This Greek athlete seems a bit pale on the lower chin. But if you know that this is the first part of a statue that has been underwater for 2,000 years, you will recognize it is still almost intact.
The ancient Greek statue was discovered in Croatian waters in 1998 - after the mineral shell created by animals should be removed.
This bronze statue was cast in Greece in the first century BC. The overall image of the statue is a popular posture in ancient Greek art: an athlete is scraping away dust and sweat from the body with a small, curved object.
The front of the 1.9-meter-tall statue has a mineralized layer of 3 to 5 cm thick, which includes animals such as mussels, oysters, or nematodes with hard shells that they make themselves.
Under the biological shell, the abraded metal is full of old-fashioned colors.
(Photo: © Vidoslav Barac (photo gallery of Croatian Conservation Institute))
'This color is related to the formation of green copper oxide on the statue, while the red color of the lipstick remains due to a layer of pure tin metal,' said Davorin Medakovic, officer of Rudjer Boskovic Research Institute in Zagreb. , said.

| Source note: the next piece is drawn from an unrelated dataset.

PR #5325, opened 2022-05-26
refactor(metrics): Rewrite as class with TypedDict payload

underyx:
Why? I'll admit, this is quite experimental. Here are the reasons I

Croatian scientists storing the statue said that a hard-shell statue like this would help clarify how marine creatures absorb metal and thereby form their mineral shells.
Even creatures that do not have direct contact with the surface of the statue still get a small piece of metal from the statue, Crystal Growth & Design research results online, said.
In addition, the study also shows 'the tremendous impact of metal absorption on the body's metabolism, and causes their bodies to produce strange minerals in the shell.'
From the regular absorption of copper and tin, the creatures on the statue have 'digested' these metals into a shell that has an unusual ratio of aragonite and magnesium calcite, along with a small amount of quartz and feldspar.
Knowing which metals disrupt the digestive process of these organisms can help researchers apply these metals to anti-biofouling, accumulation oysters and similar organisms destroy the hull.